__Task goal__: Find every line in the records below that holds the word "into" and copy it.

[Collected data]
● ● ● ● ●
PR #92, opened 2022-10-14
Feature/version fixup

### LINKED ISSUE #90: Package version is multiply defined
`poetry` provides the version tool to increment the package version in `pyproject.toml` but at the moment the version is also hardcoded in the `version.py` module.

**To Reproduce**

```
import virtual_rainforest.version as vrv
vrv.__version__
```
This is _not_ the same value as in `pyproject.toml`

There is a good solution [here](https://stackoverflow.com/questions/67085041/) to allow the package to report the version - either when installed by `poetry` in development mode or via `pip` - using only the single source in `pyproject.toml`

This should be implemented in `__init__.py`, so we can remove `version.py`. 

Whilst in `__init__.py`, there is also some rogue logger config commands that should be moved into `logger.py`.

davidorme:
# Description

The package version in `virtual_rainforest.__version__` now tracks the version set by `poetry` in `pyproject.toml`

Fixes #90 

## Type of change

## Key checklist

## Further checks

### DIFF
--- a/docs/source/conf.py
+++ b/docs/source/conf.py
@@ -15,9 +15,9 @@ import sys
 
 sys.path.insert(0, os.path.abspath("../"))
 
-from virtual_rainforest import version as vr_version  # noqa: E402
+import virtual_rainforest as vr  # noqa: E402
 
-version = vr_version.__version__
+version = vr.__version__
 release = version
 
 # -- Project information -----------------------------------------------------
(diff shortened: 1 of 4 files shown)


dalonsoa (approved):
Nice!

dalonsoa:
But what about the documentation? Can you get the version in Sphinx the same way?

davidorme:
Oddly, that failure didn't happen when running `pytest` locally. I don't know why the local `mypy` didn't go looking in the docs tree. I've updated `conf.py` to use the new API for the version number and all should be well.

PR #93, opened 2022-10-18
Feature/default config

### LINKED ISSUE #87: Allowing default config values
At the moment the configuration system does not set default values, this means that if an item required for the configuration of a specific module is missing the configuration process fails. This is undesirable behaviour, particularly for users who are not familiar with the inner workings of the module in question.

Each module currently has an associated `JSONSchema` that specifies which configuration items the module expects, along with the expected types of these items. This can be extended so that where appropriate default values are set in the schema. Then if a value isn't provided, the default is added to the config instead. This final config will be saved so that configuration options that the simulation was run can still be determined regardless of whether default config values are changed down the line.

Alternatively these default values could be coded into the relevant functions. However, this would make it much harder to gather the default values in a single place for the purposes of documentation.

jacobcook1995:
# Description

Extends the configuration system to allow default values to be populated if the user doesn't provide particular tags. These defaults are populated from the `JSON Schema` for each module. This method of storing and populating defaults works well for simple defaults (e.g. single item or a list of items).

However, it doesn't work for more complex defaults (e.g. climate time series, tables of functional types). So, the system will need to be further extended to tackle these cases later. I will open an issue (or a discussion?) to track this

Fixes #87 

## Type of change

## Key checklist

## Further checks


jacobcook1995:
Hmmmm for some reason the CI checks have been stuck with the status "Expected — Waiting for status to be reported" since I opened this pull request. The "Actions" tab also seems to shows no indication of the CI being run

jacobcook1995:
I opened the pull request the way that I normally do, e.g. using the button on the GitHub page for the specific feature branch. The only difference I can think of is that I didn't run CI on the final commit to the branch (because it was an update to the documentation)

dalonsoa:
That is odd. Can you try to merge the latest version of develop and push the changes? Maybe GitHub runners are down for whatever reason...

dalonsoa:
Now it works... 🤷

jacobcook1995:
Currently not behind develop so can't merge it in, but made a very minor change to a description in one of the `JSON schema` to test if pushing starts the CI

davidorme (approved):
Looks good to me.

virtual_rainforest/core/config.py
```diff
@@ -236,6 +233,80 @@ def load_in_config_files(files: list[Path]) -> dict:
...
+        ):
+            yield error
+
+    return validators.extend(
+        validator_class,
+        {"properties": set_defaults},
+    )
+
+
+def add_core_defaults(config_dict: dict) -> dict:
```
alexdewar, line 272: I have a feeling that you could restrict your `dict` types somewhat more by specifying the key type: `dict[str, any]`

There are some other places where I think you could do this too

virtual_rainforest/core/config.py
```diff
@@ -236,6 +233,80 @@ def load_in_config_files(files: list[Path]) -> dict:
...
+            "Expected a schema for core module configuration, it was not provided!",
+            RuntimeError,
+        )
+
+    try:
+        ValidatorWithDefaults(core_schema).validate(config_dict)
+    except exceptions.ValidationError as err:
+        log_and_raise(
+            f"Validation of core configuration files failed: {err.message}",
+            RuntimeError,
```
alexdewar, line 304: I'd personally consider a custom exception type for this. It seems like there are several places where configuration-related exceptions can be raised and it'd be useful to let the caller check for this specifically.

virtual_rainforest/core/config.py
```diff
@@ -315,11 +386,42 @@ def construct_combined_schema(modules: list[str]) -> dict:
     return comb_schema
 
 
+def validate_with_defaults(config_dict: dict, comb_schema: dict) -> dict:
```
alexdewar, line 389: See comment above re `dict` types

virtual_rainforest/core/config.py
```diff
@@ -315,11 +386,42 @@ def construct_combined_schema(modules: list[str]) -> dict:
...
+    # Make a new validator that allows the addition of defaults
+    ValidatorWithDefaults = extend_with_default(Draft202012Validator)
+
+    # Validate the input configuration settings against the combined schema
+    # This step also adds in all default module configuration details
+    try:
+        ValidatorWithDefaults(comb_schema).validate(config_dict)
+    except exceptions.ValidationError as err:
+        log_and_raise(
+            f"Validation of configuration files failed: {err.message}", RuntimeError
```
alexdewar, line 414: See comment above re exceptions

virtual_rainforest/core/config.py
```diff
@@ -315,11 +386,42 @@ def construct_combined_schema(modules: list[str]) -> dict:
...
+        )
+
+    return config_dict
+
+
 def validate_config(
     cfg_paths: Union[str, list[str]],
```
alexdewar, line 421: You're using Python 3.9 right? If you're using Python 3.10 you can write this as `str | list[str]`

virtual_rainforest/core/config.py
```diff
@@ -315,11 +386,42 @@ def construct_combined_schema(modules: list[str]) -> dict:
...
     output_folder: str = ".",
     out_file_name: str = "complete_config",
-) -> None:
+) -> dict:
```
alexdewar, line 424: Another `dict`

virtual_rainforest/core/config.py
```diff
@@ -315,11 +386,42 @@ def construct_combined_schema(modules: list[str]) -> dict:
...
+            instance
+        comb_schema: Combined schema for all modules that are being configured
+
+    Raises:
+        RuntimeError: If the configuration files fail to validate against the JSON
+            schema
+    """
+
+    # Make a new validator that allows the addition of defaults
+    ValidatorWithDefaults = extend_with_default(Draft202012Validator)
```
alexdewar, line 406: Is there any reason you can't extend `Draft202012Validator` by inheritance (i.e. `class ValidatorWithDefaults(Draft202012Validator)`?

alexdewar: Going one step further, I'd be inclined to make this a member method of your `ValidatorWithDefaults` class.

Minor nit: I found the name a bit confusing. How about `validate_and_add_defaults()`? It's a bit cumbersome but conveys that `config_dict` is being modified

virtual_rainforest/core/config.py
```diff
@@ -315,11 +386,42 @@ def construct_combined_schema(modules: list[str]) -> dict:
...
+    # Validate the input configuration settings against the combined schema
+    # This step also adds in all default module configuration details
+    try:
+        ValidatorWithDefaults(comb_schema).validate(config_dict)
+    except exceptions.ValidationError as err:
+        log_and_raise(
+            f"Validation of configuration files failed: {err.message}", RuntimeError
+        )
+
+    return config_dict
```
alexdewar, line 417: Not sure why you're returning `config_dict` again. Isn't it modified in place?

virtual_rainforest/core/config.py
```diff
@@ -379,5 +475,5 @@ def validate_config(
     with open(f"{output_folder}/{out_file_name}.toml", "wb") as toml_file:
         tomli_w.dump(config_dict, toml_file)
 
-    # Populate the global config dictionary with the complete validated config
-    COMPLETE_CONFIG["config"] = config_dict
+    # Return the complete validated config
+    return config_dict
```
alexdewar, line 479: As above, don't bother returning `config_dict` again if it's actually modified in place.

If you *don't* want it to be modified in place, it might be worth having a test that checks whether this holds true.

alexdewar (changes requested):
I've made some small suggestions.

I like that you now have the defaults specified in the schema -- I think it's good to keep all that info in one place.

virtual_rainforest/core/config.py
jacobcook1995: Ahh right yes I wasn't sure how to type nested dictonaries, but `dict[str, any]` seems sensible

virtual_rainforest/core/config.py
jacobcook1995: Yeah we are, shame as it's a much nicer syntax

virtual_rainforest/core/config.py
jacobcook1995: Agree with the above comment, but in this case `config_dict` is created within the function, so I think it has to be returned to be accessible to downstream functions?

virtual_rainforest/core/config.py
```diff
@@ -236,6 +233,80 @@ def load_in_config_files(files: list[Path]) -> dict:
...
+
+    try:
+        ValidatorWithDefaults(core_schema).validate(config_dict)
+    except exceptions.ValidationError as err:
+        log_and_raise(
+            f"Validation of core configuration files failed: {err.message}",
+            RuntimeError,
+        )
+
+    return config_dict
```
alexdewar, line 317: Oops, *this* is where I meant to stick my comment re returning `config_dict`. I'm guessing the arg is actually being modified in place, right?

virtual_rainforest/core/config.py
jacobcook1995: Having a bit of difficultly with this one. Basically `jsonschema` already creates a class structure for validators, with the function `validators.extend` being used to create new class instances. Not really sure how to define my own `ValidatorWithDefaults` and add in `validate_and_add_defaults()` as a member function without overwriting the class structure defined by the `jsonschema` package? As an alternative I was thinking of keeping `validate_and_add_defaults()` where it is, but creating the Validator once at global scope. This stops `ValidatorWithDefaults` from having to be created multiple times

alexdewar: Okey doke. I didn't realise that's how ``jsonschema`` does things, but if that's the case then it's ok by me!

virtual_rainforest/core/config.py
```diff
@@ -280,42 +294,39 @@ def add_core_defaults(config_dict: dict) -> dict:
...
         ValidatorWithDefaults(core_schema).validate(config_dict)
     except exceptions.ValidationError as err:
         log_and_raise(
             f"Validation of core configuration files failed: {err.message}",
-            RuntimeError,
+            ConfigurationError,
         )
 
-    return config_dict
+    return None
```
alexdewar, line 318: This line is redundant.

virtual_rainforest/core/config.py
```diff
@@ -398,30 +411,28 @@ def validate_with_defaults(config_dict: dict, comb_schema: dict) -> dict:
...
         ValidatorWithDefaults(comb_schema).validate(config_dict)
     except exceptions.ValidationError as err:
         log_and_raise(
-            f"Validation of configuration files failed: {err.message}", RuntimeError
+            f"Validation of configuration files failed: {err.message}",
+            ConfigurationError,
         )
 
-    return config_dict
+    return None
```
alexdewar, line 428: Again, you don't need to ``return None``

alexdewar (changes requested):
There are a couple of unnecessary ``return None``s in there and otherwise I've just got one question. Apart from that, it all looks good!

alexdewar (approved):
That looks better.

Side note: I'm not sure user programs should really be raising ``OSError``s in general anyway. They tend to be thrown when e.g. syscalls fail etc., when it's actually the OS complaining.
● ● ● ● ●
__Task solution__:
Whilst in `__init__.py`, there is also some rogue logger config commands that should be moved into `logger.py`.
Alternatively these default values could be coded into the relevant functions. However, this would make it much harder to gather the default values in a single place for the purposes of documentation.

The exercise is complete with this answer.